How NOT to evacuate a courthouse

So Roybal courthouse in downtown Los Angeles was evacuated a few months ago.  I was on the 13th floor, which means I had to walk down 12 flights of stairs, in a stairwell [one of three, so I'm told] that apparently hadn't seen use since the building was erected.  Concrete dust coated the walls and steps, which was to be expected, but also the handrails.  My suit pants and jacket [of course I wore black that day], and my hands, and my nostrils, were caked in concrete dust by the time I was able to exit the building.  I smelled that stairwell for days afterward.

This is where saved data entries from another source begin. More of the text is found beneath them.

PR #7328, opened 2023-02-09
hashindex minor fixes, tweaks, tests

ThomasWaldmann:


src/borg/testsuite/hashindex_pytest.py
```diff
@@ -56,3 +56,13 @@ def test_hashindex_compact():
     for k, v in kv.items():
         assert k in idx and idx[k] == (v, v, v)
     assert len(idx) == len(kv)
+    # now expand the hashtable again. trigger a resize/rebuild by adding an entry.
+    k = b"x"*32 # list(kv)[0]
+    idx[k] = (0, 0, 0)
```
ThomasWaldmann, line 61: hangs here. no output, no boom, no ctrl-c. why?

i searched the code for NDEBUG, but it is used nowhere, so shouldn't the assert already do something?

why doesn't even the null pointer deref terminate the program?

ThomasWaldmann: also:
- there is no empty or deleted bucket in the compacted hashtable
- there is no matching key in the hashtable

thus i am rather sure we should run into the "BOOM!".

src/borg/_hashindex.c
```diff
@@ -196,6 +196,7 @@ hashindex_lookup(HashIndex *index, const unsigned char *key, int *start_idx)
          * upper_limit and min_empty.
          */
         assert(idx != start);
+        if(idx == start) *(char *)NULL;  // BOOM!
```
ThomasWaldmann, line 199: hmm, does the compiler optimize that away?

ThomasWaldmann: also tried: `*(char *)NULL = 0;` - nothing happens, just hangs.

ThomasWaldmann: but still the `assert(false);` does not abort the process.

jdchristensen: But the assertion doesn't cause an error?  That's annoying.

In any case, I didn't expect _lookup or _set to be called on a compacted hash_table.  I guess we'll need to put back the test for idx == start, and break out of the loop if that happens.

src/borg/testsuite/hashindex_pytest.py
ThomasWaldmann: it now segfaults, so it gets there.

ThomasWaldmann:
Hmm, guess i can either:
- make it work with "compact" hashtables by removing the BOOM and return something special (indicating there is no empty/deleted bucket)
- add an empty bucket to the otherwise compact hashtable

src/borg/_hashindex.c
ThomasWaldmann: Yeah, i do return with -2 in that case now.

assert() is documented to log a warning to stderr and call abort() to terminate the process.
the first i maybe don't see due to pytest, but the latter does not happen.

ThomasWaldmann: BTW, i used adding a new element to the compact hashtable only as a way to trigger a resize/rebuild (that API is not available from Python otherwise).

jdchristensen (commented):
The tests look good!

src/borg/_hashindex.c
horazont: Are you building with -DNDEBUG? That would remove assertions.

ThomasWaldmann: @horazont I searched for NDEBUG in the project, but couldn't find anything.

src/borg/_hashindex.c
```diff
@@ -745,16 +748,16 @@ hashindex_set(HashIndex *index, const unsigned char *key, const void *value)
     uint8_t *ptr;
     if(idx < 0)
     {
-        if(index->num_entries > index->upper_limit) {
-            /* hashtable too full, grow it! */
+        if(index->num_entries > index->upper_limit || idx == -2) {
```
jdchristensen, line 751: Since we'll be adding 1 to num_entries below, the condition should be `>=`:
```suggestion
        if(index->num_entries >= index->upper_limit || idx == -2) {
```

jdchristensen:
It turns out that NDEBUG *is* set while _hashindex.c is being compiled.  I put
```
#if defined(NDEBUG)
foo bar fjdsal ;
#endif
```
near the top of the file, and the compiler complains about that line.  If I change it go NDEBUGXX, then it doesn't complain.

Maybe this is relevant?  https://stackoverflow.com/questions/50740518/remove-a-default-compiler-option-when-building-with-setup-py

ThomasWaldmann:
Thanks for finding that, I just put the NDEBUG stuff into #7329.

src/borg/_hashindex.c
ThomasWaldmann: See #7329.

src/borg/_hashindex.c
```diff
@@ -195,7 +195,8 @@ hashindex_lookup(HashIndex *index, const unsigned char *key, int *start_idx)
          * This is an invalid state we never should get into, see
          * upper_limit and min_empty.
          */
-        assert(idx != start);
+        if(idx == start)
+            return -2;
```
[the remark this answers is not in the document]
ThomasWaldmann: sounds good, i pushed some new commits with that.

ThomasWaldmann:
Guess after tests and review for this is finished, I'll squash some of the changesets and merge this.

The NDEBUG stuff and "new hashindex_compact algorithm" should be in separate PRs.

src/borg/_hashindex.c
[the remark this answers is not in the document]
ThomasWaldmann: btw, i thought about removing the `idx == -2` term from the check.

if all goes well, it is not needed, because the first term will already trigger the resize.
but, if that would not trigger due to wrong values, it is still useful to trigger based on -2 return value.

thus, i kept it.

ThomasWaldmann:
rebase onto current master (includes building without NDEBUG), collapsed some commits.

PR #7334, opened 2023-02-10
allow mixing --progress and --list in log-json mode

ThomasWaldmann:


ThomasWaldmann:
@m3nu does vorta use borg with all these options together?

Before this PR, I just disallowed `--list` and `--progress`, because I was getting tired of people mixing them and complaining that it doesn't look pretty (on screen, in their logs).

I tried it with `--log-json` now and looked at the json output, but didn't see any "--progress json", just "--list json" (for `borg create`).

So, for what does vorta use this?

m3nu:
You mean `--progress` is redundant for `borg create`? Seems right. I just commented it out and still got the list of files being processed. We also use `--progress` for `borg check` and `borg compact`. I'm guessing this is the intended usage.

The goal is to show the files being processed. Which `--list` seems to do just as well.

As for why it's there: It was added by an external contributor while improving logging: https://github.com/borgbase/vorta/commit/02625ba4f01bb500b1f580068c1a3e1ce8a4583b#diff-2559f308260b3597027f7b0650bc98f2783fbb1ed513a244a3ccb4756256d11c via https://github.com/borgbase/vorta/pull/611

ThomasWaldmann:
@m3nu guess the other commands need checking, but for `create` it doesn't add more json output.

real-yfprojects:
> I tried it with --log-json now and looked at the json output, but didn't see any "--progress json", just "--list json" (for borg create).
>
> So, for what does vorta use this?


Borg will only emit progress messages if the time needed to backup a file surpasses a certain threshold. Vorta uses the `archive_progress` messages for displaying the the live size and deduplicated size of the archived files while `file_status` is used to show the files processed. Vorta could only use `archive_progress` if it would be emitted for every file and contained an attribute showing whether a file is added or modified.

ThomasWaldmann:
@real-yfprojects ah, yes, guess I didn't consider the timing in my experiment.

But with the code in this PR, I guess vorta's way to call borg should work again and not get rejected.

PR #7335, opened 2023-02-10
Modified Item.pyx to include diffs in ctime and mtime

Michael-Girma:
Modified Item.pyx to include diffs in ctime and mtime
Created flag to switch this feature on/off


Michael-Girma:
@ThomasWaldmann could use some help with the help text for the diff cmd.

src/borg/item.pyx
```diff
@@ -736,6 +739,16 @@ class ItemDiff:
             mode2 = stat.filemode(self._item2.mode)
             return ({"type": "mode", "old_mode": mode1, "new_mode": mode2}, '[{} -> {}]'.format(mode1, mode2))
 
+    def _time_diffs(self):
+        changes = []
+        attrs = ["ctime", "mtime"]
```
ThomasWaldmann, line 744: Sometimes there is also "birthtime", but not sure if we should check it.

Guess we better not check "atime", it changes often and is not that interesting.

src/borg/item.pyx
```diff
@@ -736,6 +739,16 @@ class ItemDiff:
...
+        for attr in attrs:
+            if attr in self._item1 and attr in self._item2 and self._item1.get(attr) != self._item2.get(attr):
```
ThomasWaldmann, line 746: you could use the new walrus operator here.

src/borg/testsuite/archiver/diff_cmd.py
```diff
@@ -218,10 +219,34 @@ def get_changes(filename, data):
...
+        do_json_asserts(output, True)
+
+    def test_time_diffs(self):
+        self.create_regular_file("test_file", size=10)
+        self.cmd(f"--repo={self.repository_location}", "rcreate", RK_ENCRYPTION)
+        self.cmd(f"--repo={self.repository_location}", "create", "archive1", "input")
+        sleep(1)
+        os.unlink("input/test_file")
+        self.create_regular_file("test_file", size=10)
+        self.cmd(f"--repo={self.repository_location}", "create", "archive2", "input", exit_code=0)
```
ThomasWaldmann, line 241: isn't `exit_code=0` the default anyway?

src/borg/testsuite/archiver/diff_cmd.py
```diff
@@ -218,10 +219,34 @@ def get_changes(filename, data):
...
+        output = self.cmd(
+            f"--repo={self.repository_location}", "diff", "test0", "test1a", "--json-lines", "--content-only"
+        )
+        do_json_asserts(output, True)
+
+    def test_time_diffs(self):
+        self.create_regular_file("test_file", size=10)
+        self.cmd(f"--repo={self.repository_location}", "rcreate", RK_ENCRYPTION)
+        self.cmd(f"--repo={self.repository_location}", "create", "archive1", "input")
+        sleep(1)
```
ThomasWaldmann, line 238: Save a second and use `0.01`?

src/borg/testsuite/archiver/diff_cmd.py
```diff
@@ -218,10 +219,34 @@ def get_changes(filename, data):
...
+        os.unlink("input/test_file")
+        self.create_regular_file("test_file", size=10)
+        self.cmd(f"--repo={self.repository_location}", "create", "archive2", "input", exit_code=0)
+        output = self.cmd(f"--repo={self.repository_location}", "diff", "archive1", "archive2")
+        self.assert_in("mtime", output)
+        self.assert_in("ctime", output)
+        os.chmod("input/test_file", 777)
+        self.cmd(f"--repo={self.repository_location}", "create", "archive3", "input", exit_code=0)
```
ThomasWaldmann, line 246: same.

src/borg/testsuite/archiver/__init__.py
```diff
@@ -195,6 +195,11 @@ def create_regular_file(self, name, size=0, contents=None):
         filename = os.path.join(self.input_path, name)
         if not os.path.exists(os.path.dirname(filename)):
             os.makedirs(os.path.dirname(filename))
+        self.write_to_file(filename, size=size, append_path=False, contents=contents)
+
+    def write_to_file(self, filename, size=0, append_path=True, contents=None):
+        if append_path:
+            filename = os.path.join(self.input_path, filename)
```
ThomasWaldmann, line 202: that's a good idea to save the callers from having to prepend the input path.

but guess that should be:
- refactored globally in a separate PR
- done by default for `create_regular_file`, not adding an extra method

src/borg/item.pyx
```diff
@@ -656,6 +656,9 @@ class ItemDiff:
             changes.append(self._owner_diff())
             changes.append(self._mode_diff())
 
+        if not content_only:
+            changes.extend(self._time_diffs())
+
```
ThomasWaldmann, line 661: Guess this need a clarification about what this feature should do exactly.

The way you implemented it is **without comparing timestamps**.

But the feature name "content-only" (== "data-only") rather suggests **without comparing metadata**.
See the lines above which compare owner and mode...

ThomasWaldmann: After this is decided, the help text needs adjustment.

src/borg/archiver/diff_cmd.py
```diff
@@ -19,7 +20,7 @@ def do_diff(self, args, repository, manifest, archive):
         """Diff contents of two archives"""
 
         def print_json_output(diff, path):
-            print(json.dumps({"path": path, "changes": [j for j, str in diff]}))
+            print(json.dumps({"path": path, "changes": [j for j, str in diff]}, sort_keys=True, cls=BorgJsonEncoder))
```
ThomasWaldmann, line 23: the sort_keys change seems unrelated? separate commit with a good comment?

src/borg/helpers/parseformat.py
```diff
@@ -882,7 +882,7 @@ def __init__(self, archive, format, *, json_lines=False):
         self.used_call_keys = set(self.call_keys) & self.format_keys
 
     def format_item_json(self, item):
-        return json.dumps(self.get_item_data(item), cls=BorgJsonEncoder) + "\n"
+        return json.dumps(self.get_item_data(item), cls=BorgJsonEncoder, sort_keys=True) + "\n"
```
ThomasWaldmann, line 885: same.

src/borg/item.pyx
```diff
@@ -672,7 +675,7 @@ class ItemDiff:
         if self._item1.get('deleted') and self._item2.get('deleted'):
             return True
 
-        attr_list = ['deleted', 'mode', 'target']
+        attr_list = ['deleted', 'mode', 'target', 'ctime', 'mtime']
```
ThomasWaldmann, line 678: this seems to be done unconditionally, not checking `content_only`.

ThomasWaldmann (changes requested):
Thanks for the PR, some stuff I found...

src/borg/testsuite/archiver/__init__.py
ThomasWaldmann: hmm, considering that tests often check like `assert "input/somefile" in output` it is maybe not a good idea to remove this "input" part at the caller location.

ThomasWaldmann:
BTW, some tests fail in a not very informative way. Guess this could be improved in a separate commit.

ThomasWaldmann:
Would like to include this in next borg2 beta **if** it can be finished soon.

@Michael-Girma are you still working on this?

src/borg/helpers/parseformat.py
Michael-Girma: @ThomasWaldmann the enhancement request in the original issue ticket asked that the order of the response be consistent in terms of order (preferably alphabetically ordered). That's why I added those two in.

src/borg/item.pyx
Michael-Girma: I don't think the Cython version we're using supports the use of walrus operators.

ThomasWaldmann: https://github.com/cython/cython/pull/3691 seems to be in master / cython 3.0 alpha only.

src/borg/helpers/parseformat.py
ThomasWaldmann: OK, but please mention this change in the commit comment and also please add ", fixes #XXXX" to refer back to the ticket you are fixing.

Michael-Girma:
@ThomasWaldmann pushed changes. Take a look when possible.

src/borg/testsuite/archiver/__init__.py
```diff
@@ -190,16 +190,20 @@ def open_archive(self, name):
...
         return Repository(self.repository_path, exclusive=True)
 
+
+    def assert_line_exists(self, lines, expected_substrs):
+        exists = False
+        for line in lines:
+            if all(substr in line for substr in expected_substrs):
+                exists = True
+                break
+        assert exists
```
ThomasWaldmann, line 199: if that fails, one likely does not get much information about why it failed.

guess it would only say it is False instead of the expected True.

just a rough idea:
```
assert any(re.match(line, match_re) for line in lines)
```
check if that displays the match_re and also lines if it fails.

src/borg/archiver/diff_cmd.py
ThomasWaldmann, line 23: why did you add `cls=BorgJsonEncoder`?

src/borg/archiver/diff_cmd.py
```diff
@@ -105,6 +108,9 @@ def build_parser_diff(self, subparsers, common_parser, mid_common_parser):
         )
         subparser.add_argument("--sort", dest="sort", action="store_true", help="Sort the output lines by file path.")
         subparser.add_argument("--json-lines", action="store_true", help="Format output as JSON Lines. ")
+        subparser.add_argument(
+            "--content-only", action="store_true", help="Only compare differences in content (Exclude time differences)"
```
ThomasWaldmann, line 112: **exclude** (is in the middle of a sentence, no reason to uppercase that).
**timestamp* (more precise than *time*)

src/borg/testsuite/archiver/diff_cmd.py
```diff
@@ -127,16 +129,16 @@ def do_asserts(output, can_compare_ids):
...
-            if are_hardlinks_supported():
+            if are_hardlinks_supported() and content_only:
                 assert "input/hardlink_target_removed" not in output
 
             # Another link (marked previously as the source in borg) to the
             # same inode was replaced with a new regular file. This should not
             # change this link at all.
-            if are_hardlinks_supported():
+            if are_hardlinks_supported() and content_only:
                 assert "input/hardlink_target_replaced" not in output
```
ThomasWaldmann, line 140: this looks suspicious, we'll have a look at that if all else is settled...

src/borg/testsuite/archiver/diff_cmd.py
```diff
@@ -208,20 +213,49 @@ def get_changes(filename, data):
                 assert {"type": "removed", "size": 256} in get_changes("input/hardlink_removed", joutput)
 
             # Another link (marked previously as the source in borg) to the
-            # same inode was removed. This should not change this link at all.
-            if are_hardlinks_supported():
-                assert not any(get_changes("input/hardlink_target_removed", joutput))
+            # same inode was removed. This should not change this link except for its ctime mtime.
+            if content_only:
+                if are_hardlinks_supported():
```
ThomasWaldmann, line 218: suspicious, too.

src/borg/archiver/diff_cmd.py
Michael-Girma: That's more accurate.

src/borg/archiver/diff_cmd.py
ThomasWaldmann: no, guess that's fine as is.

src/borg/helpers/parseformat.py
ThomasWaldmann: the commit comment change is still missing.

maybe you can do a `git rebase -i master` at some time and add that (and also collapse some fixup commits).

ThomasWaldmann:
Windows tests are failing, check why. ctime on windows is creation time, not inode change time as on unix.

Michael-Girma:
@ThomasWaldmann Working with the docs but still struggling to set up a windows dev environment using Cygwin.  Is there another preferred method to set it up or at the very least mimic it for the tests?

ThomasWaldmann:
@Michael-Girma the windows CI works with msys2, not sure if test results are same for cygwin.

Maybe @RayyanAnsari can help better with the Windows stuff than me.

RayyanAnsari:
@Michael-Girma yes, on Windows we use MSYS2 for the build environment.
You can check the windows.yml workflow file to see how it works: https://github.com/borgbackup/borg/blob/master/.github/workflows/windows.yml
In short, you need to:
- Install MSYS2
- Open a UCRT64 terminal
- Define this environment variable `export SETUPTOOLS_USE_DISTUTILS=stdlib`
- Install dependencies (using the script)
- Build (using the script)
- Install the package in-place
- Run pytest

@ThomasWaldmann I should probably add this to the documentation, is it just `installation.rst` that I need to add this to?

ThomasWaldmann:
@RayyanAnsari yes, it would be good to have it in the docs.

installation.rst is the end-user stuff and the development section usually builds on that and adds developer instructions.

we have also that old windows todo file in the repo root dir, guess it is outdated?

Michael-Girma:
@ThomasWaldmann. Been puzzled by an issue regarding the ctime attribute on windows for the past couple of days. One thing I landed on is that there is a different behavior for temporary dirs. When creating a file manually, a difference in ```ctime``` is picked up by borg if a file is recreated with the same filename. However, this behavior is not the same if the parent dir is created with ```mktemp -d```. I've attached a screenshot showing this behavior. In the first two tabs, I created the parent dir with ```mkdir``` and used ```mktemp -d``` for the third one. Any thoughts on what might have caused this?


Screenshot_20230301_014753

ThomasWaldmann:
@Michael-Girma that's strange. like it did not delete the file, but continued with the same one (3rd screenshot).

one difference is maybe the fs type you work on:
- home dir, ext4 maybe?
- /tmp, tmpfs maybe?

maybe you could try the same as in 1st screenshot, but manually use /tmp/something.

of course, /tmp is also mode +t ("sticky"), but i don't see how what you found could be related to that.

Michael-Girma:
@ThomasWaldmann , I thought linux as well. That's why I tried a third archive with the file modified. In that scenario, there would have been a ctime in the last diff output since ctime would change on linux after content manipulation.

Michael-Girma:
@ThomasWaldmann after landing on an [issue](https://github.com/joyent/libuv/issues/901) hinting that ```ctime``` isn't refreshed if the file is recreated within 15 seconds after deletion, I tested this locally and found out why we were having the issue. After adding 15 seconds between the unlink and creation, borg seems to be spitting out the ctime diff and the tests seem to be passing.

src/borg/testsuite/archiver/__init__.py
Michael-Girma: Couldn't get it to spit out the re and the lines so I changed assert_line_exists to honor this approach.

ThomasWaldmann:
@Michael-Girma that 15s thing is interesting, like "wtf did they think when implementing it like that?".

the issue you linked to reads rather confusing and i guess we should focus on python `os.stat(fn) -> stat_result`:

https://docs.python.org/3/library/os.html#os.stat_result.st_ctime

So, is that "creation time" (as documented) under msys2? Or "metadata change time" as on Unix?

Also, whatever you find out should be in a source code comment, so it is easier accessible without having to dig into git / github. There should be a comment explaining it right above that sleep(15).

Also: does this explain the different behaviour you found in home and in /tmp (was it just the timing of your manual commands)?

Michael-Girma:
@ThomasWaldmann I know, crazy idea.
In msys2, it is creation time and metadata change time on UNIX. ```os.stat_result``` doesn't have the ```st_birthtime``` attribute on windows but it is populated when running the same code on linux. 

Yeah, I'm also getting ```ctime``` on tmp dirs. Must have been my timing.

Michael-Girma:
@ThomasWaldmann I've added in the comment above sleep and I've also rebased to clean up the commit history, add the issue number and bring in the latest changes from master.

ThomasWaldmann (changes requested):
some more, sometimes minor, stuff i found.

also the hardlink stuff needs a thorough check as borg is handling these a bit differently in master:
- there is no "source" or "target" any more for hardlinks in the borg item (looks like some comments were wrong before you change already, maybe you could check and fix them)
- hardlinks that originally pointed to same inode have the same "hlid" value in the borg item

src/borg/item.pyx
```diff
@@ -652,9 +653,11 @@ class ItemDiff:
...
             changes.append(self._presence_diff('fifo'))
 
-        if not (self._item1.get('deleted') or self._item2.get('deleted')):
-            changes.append(self._owner_diff())
-            changes.append(self._mode_diff())
+        if not self._content_only:
+            if not (self._item1.get('deleted') or self._item2.get('deleted')):
+                changes.append(self._owner_diff())
+                changes.append(self._mode_diff())
+            changes.extend(self._time_diffs())
```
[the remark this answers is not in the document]
Michael-Girma: Yeah, pondered on that for a while and decided to leave that in. It makes it so that we can get the time of deletion/recreation. Do you think we shouldn't do it if either one is deleted?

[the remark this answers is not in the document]
ThomasWaldmann: well, the deleted item has nothing inside because there was nothing in the filesystem.
so we can't see the time of deletion, only the time of creation IF one compares the right archives or the fs supports creation time.

but one could see the timestamps of the other item.
as long as this is displayed in a clear way we could keep it, but it is somehow similar to owner and mode besides the aspect of timing.

Michael-Girma:
@ThomasWaldmann Checked the hard-link changes. So what the previous test case was trying to do is create 2 hard-links and then remove one of them. It was expected that this shouldn't change the link that hasn't been removed in any way, which was right since we weren't considering ```ctime``` and ```mtime```. The difference now is that we are taking these two fields into account. The decrementation on the hard link count in the inode registers as metadata change thus changing the ```ctime```. This means that it's gonna show up on the diff unless we are checking with ```--content-only```. Will add a comment to the test case to explain it.

ThomasWaldmann:
Ah, good explanation, yes, please add some short comment in the src.

src/borg/item.pyx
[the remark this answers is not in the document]
ThomasWaldmann: isn't 751 False and the function call not generating any output if one of the items is deleted?

if that is the case, 661 could be also indented to not get executed if one item  is deleted.

src/borg/testsuite/archiver/diff_cmd.py
```diff
@@ -170,14 +172,17 @@ def get_changes(filename, data):
...
+                # TODO: Add mode test flag to assert function
+                if not content_only:
+                    assert any(
+                        chg["type"] == "mode" and chg["new_mode"].startswith("l")
+                        for chg in get_changes("input/dir_replaced_with_link", joutput)
+                    ), get_changes("input/dir_replaced_with_link", joutput)
+                    assert any(
+                        chg["type"] == "mode" and chg["old_mode"].startswith("l")
+                        for chg in get_changes("input/link_replaced_by_file", joutput)
+                    )
```
ThomasWaldmann, line 185: did you forget to add ", get_changes(...)" to the 2nd assert?

src/borg/testsuite/archiver/diff_cmd.py
ThomasWaldmann: How about:
```
            if are_hardlinks_supported() and content_only:
```

src/borg/item.pyx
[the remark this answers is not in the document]
Michael-Girma: Right, in that case it would be better to only call it inside the if clause.

ThomasWaldmann (approved):
LGTM.

src/borg/testsuite/archiver/diff_cmd.py
```diff
@@ -170,14 +172,17 @@ def get_changes(filename, data):
...
-                assert any(
-                    chg["type"] == "mode" and chg["new_mode"].startswith("l")
-                    for chg in get_changes("input/dir_replaced_with_link", joutput)
-                )
-                assert any(
-                    chg["type"] == "mode" and chg["old_mode"].startswith("l")
-                    for chg in get_changes("input/link_replaced_by_file", joutput)
-                )
+
+                # TODO: Add mode test flag to assert function
```
ThomasWaldmann, line 176: What exactly do you mean by that?

src/borg/testsuite/archiver/diff_cmd.py
Michael-Girma: It was a TODO to remove after the second commit. Will remove that.

src/borg/testsuite/archiver/diff_cmd.py
Michael-Girma: This was to be removed before the second commit. Will remove.

Michael-Girma: Amended last commit.

ThomasWaldmann (approved):

ThomasWaldmann:
Thanks!

ThomasWaldmann:
If you like, check how easy/hard this is to backport to 1.2-maint.
We could add it for release in 1.2.4 or it has to wait for borg2 depending on that.

Michael-Girma:
Okay will do!

real-yfprojects:
@ThomasWaldmann The [`All about JSON`](https://borgbackup.readthedocs.io/en/stable/internals/frontends.html#archive-differencing) page needs an update because of this.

I walked down the stairs with another attorney and two court employees.  They decided to talk about "what it must have been like in the stairwells in NYC on 9/11".


Around the eighth or ninth floor, my eyes experienced what must have been similar to a white-out condition.  The walls, steps, landings, handrails, people... basically EVERYTHING in that stairwell was exactly the same color.  I had no depth perception.  And walking downhill in circles, with everything the same shade of off-white, including the edge of each step, is not conducive to speedy travel.

And oddly, this stairwell lets you out on the second floor.  Now if this had been a real emergency, which I knew it wasn't because the fire alarm blasted our eardrums at precisely ten o'clock, I would have been entirely lost on the second floor if there hadn't been court employees with me to tell me where to go next.

We traveled across the second floor to an exit door, which let us outside to a balcony-like area and absolutely did not look like an exit.  Then we traversed the balcony, along the side of the building, to an outside stairway that led to the ground floor.

I definitely believe there should be signs posted along this route, letting people know exactly how to exit.

And I learned that my legs are REALLY out of shape.  The next morning when my alarm woke me up, I sat up, swung my legs over the side of the bed, and promptly collapsed on the floor when my legs wouldn't hold me up.  I walked in pain for nearly a week.